What the task asks →
Each line of the entries below that holds "them" is needed, copied in full.

Supplied material →
——

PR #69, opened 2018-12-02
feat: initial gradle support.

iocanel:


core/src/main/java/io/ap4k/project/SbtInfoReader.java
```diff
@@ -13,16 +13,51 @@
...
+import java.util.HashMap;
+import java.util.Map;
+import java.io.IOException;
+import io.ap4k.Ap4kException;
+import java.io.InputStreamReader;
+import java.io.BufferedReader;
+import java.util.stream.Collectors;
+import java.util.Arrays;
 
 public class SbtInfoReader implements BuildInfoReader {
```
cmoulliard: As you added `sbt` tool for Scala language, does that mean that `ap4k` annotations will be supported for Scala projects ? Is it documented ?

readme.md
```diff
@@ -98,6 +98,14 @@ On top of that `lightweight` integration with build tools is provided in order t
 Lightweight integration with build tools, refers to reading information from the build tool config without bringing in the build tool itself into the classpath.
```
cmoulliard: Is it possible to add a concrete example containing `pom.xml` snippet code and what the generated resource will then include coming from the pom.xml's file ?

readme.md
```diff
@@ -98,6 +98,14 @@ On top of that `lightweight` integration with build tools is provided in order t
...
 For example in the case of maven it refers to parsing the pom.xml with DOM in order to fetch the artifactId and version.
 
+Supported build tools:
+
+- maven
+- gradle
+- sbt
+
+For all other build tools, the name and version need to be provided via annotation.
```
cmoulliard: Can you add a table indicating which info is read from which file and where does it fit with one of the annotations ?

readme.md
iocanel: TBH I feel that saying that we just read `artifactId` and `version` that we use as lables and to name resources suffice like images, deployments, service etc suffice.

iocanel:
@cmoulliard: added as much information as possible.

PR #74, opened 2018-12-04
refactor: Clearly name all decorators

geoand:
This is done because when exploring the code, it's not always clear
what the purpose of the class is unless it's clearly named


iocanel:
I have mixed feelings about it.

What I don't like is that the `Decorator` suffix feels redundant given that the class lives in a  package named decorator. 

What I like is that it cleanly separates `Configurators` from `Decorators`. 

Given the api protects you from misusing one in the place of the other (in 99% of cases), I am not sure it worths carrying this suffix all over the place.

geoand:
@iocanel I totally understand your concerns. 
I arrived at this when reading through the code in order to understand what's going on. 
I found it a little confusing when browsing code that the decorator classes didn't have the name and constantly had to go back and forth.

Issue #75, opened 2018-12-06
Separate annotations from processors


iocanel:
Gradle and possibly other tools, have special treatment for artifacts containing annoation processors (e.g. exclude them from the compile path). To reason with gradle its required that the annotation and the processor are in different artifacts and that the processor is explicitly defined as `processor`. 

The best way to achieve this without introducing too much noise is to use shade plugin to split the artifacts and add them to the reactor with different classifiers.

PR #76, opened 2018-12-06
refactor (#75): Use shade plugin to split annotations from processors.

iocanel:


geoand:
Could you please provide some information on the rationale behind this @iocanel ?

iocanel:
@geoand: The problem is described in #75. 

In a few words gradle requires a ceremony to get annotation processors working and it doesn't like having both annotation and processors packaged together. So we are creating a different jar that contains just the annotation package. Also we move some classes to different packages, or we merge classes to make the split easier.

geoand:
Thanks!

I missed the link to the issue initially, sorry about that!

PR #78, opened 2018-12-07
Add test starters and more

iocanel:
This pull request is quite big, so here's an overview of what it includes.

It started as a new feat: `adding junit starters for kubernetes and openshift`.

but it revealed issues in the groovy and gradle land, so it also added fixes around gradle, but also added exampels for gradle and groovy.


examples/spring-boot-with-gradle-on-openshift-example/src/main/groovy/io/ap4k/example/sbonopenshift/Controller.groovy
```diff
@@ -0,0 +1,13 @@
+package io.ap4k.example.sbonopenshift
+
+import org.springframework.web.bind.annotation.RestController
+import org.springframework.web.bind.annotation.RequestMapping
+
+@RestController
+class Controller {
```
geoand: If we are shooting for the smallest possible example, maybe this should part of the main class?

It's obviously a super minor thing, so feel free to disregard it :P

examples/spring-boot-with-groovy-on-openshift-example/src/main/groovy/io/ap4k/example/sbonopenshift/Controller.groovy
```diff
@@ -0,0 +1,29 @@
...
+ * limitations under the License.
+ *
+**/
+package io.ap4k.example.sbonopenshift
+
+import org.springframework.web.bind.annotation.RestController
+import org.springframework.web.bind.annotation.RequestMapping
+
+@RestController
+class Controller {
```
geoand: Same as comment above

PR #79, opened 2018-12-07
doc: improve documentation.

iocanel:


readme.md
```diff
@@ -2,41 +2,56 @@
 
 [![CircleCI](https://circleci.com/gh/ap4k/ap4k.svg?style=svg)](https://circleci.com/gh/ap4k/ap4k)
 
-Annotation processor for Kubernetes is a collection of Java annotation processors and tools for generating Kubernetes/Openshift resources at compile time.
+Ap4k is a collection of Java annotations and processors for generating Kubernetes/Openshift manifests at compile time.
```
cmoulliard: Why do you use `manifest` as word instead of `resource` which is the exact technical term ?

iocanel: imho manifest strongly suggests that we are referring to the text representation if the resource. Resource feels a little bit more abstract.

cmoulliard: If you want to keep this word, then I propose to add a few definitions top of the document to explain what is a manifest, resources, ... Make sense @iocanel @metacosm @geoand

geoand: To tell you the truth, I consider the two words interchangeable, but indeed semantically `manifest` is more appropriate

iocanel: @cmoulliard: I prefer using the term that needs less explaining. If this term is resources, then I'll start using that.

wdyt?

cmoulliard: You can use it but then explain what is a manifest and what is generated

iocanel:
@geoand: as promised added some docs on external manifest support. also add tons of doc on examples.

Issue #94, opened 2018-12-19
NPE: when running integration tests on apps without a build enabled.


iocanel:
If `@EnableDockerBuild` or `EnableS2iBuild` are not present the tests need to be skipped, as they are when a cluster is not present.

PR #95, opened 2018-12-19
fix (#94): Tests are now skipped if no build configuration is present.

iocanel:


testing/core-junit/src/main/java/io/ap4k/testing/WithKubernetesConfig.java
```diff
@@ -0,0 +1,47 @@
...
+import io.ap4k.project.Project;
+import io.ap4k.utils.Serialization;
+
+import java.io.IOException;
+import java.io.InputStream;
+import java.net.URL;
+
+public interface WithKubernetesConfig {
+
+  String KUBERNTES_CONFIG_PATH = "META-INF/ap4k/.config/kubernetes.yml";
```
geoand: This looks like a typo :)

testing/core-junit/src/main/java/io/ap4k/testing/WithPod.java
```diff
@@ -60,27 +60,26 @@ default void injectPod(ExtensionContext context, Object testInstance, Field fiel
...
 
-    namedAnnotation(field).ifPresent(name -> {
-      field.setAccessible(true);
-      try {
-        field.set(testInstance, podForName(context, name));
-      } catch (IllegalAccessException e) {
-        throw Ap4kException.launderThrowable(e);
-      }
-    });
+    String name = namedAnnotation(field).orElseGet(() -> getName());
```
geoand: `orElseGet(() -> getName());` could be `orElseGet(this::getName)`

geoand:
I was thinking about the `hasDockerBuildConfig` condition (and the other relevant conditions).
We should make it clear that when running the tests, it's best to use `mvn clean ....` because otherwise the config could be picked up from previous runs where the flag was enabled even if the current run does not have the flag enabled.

——

Task answer →
Gradle and possibly other tools, have special treatment for artifacts containing annoation processors (e.g. exclude them from the compile path). To reason with gradle its required that the annotation and the processor are in different artifacts and that the processor is explicitly defined as `processor`. 
The best way to achieve this without introducing too much noise is to use shade plugin to split the artifacts and add them to the reactor with different classifiers.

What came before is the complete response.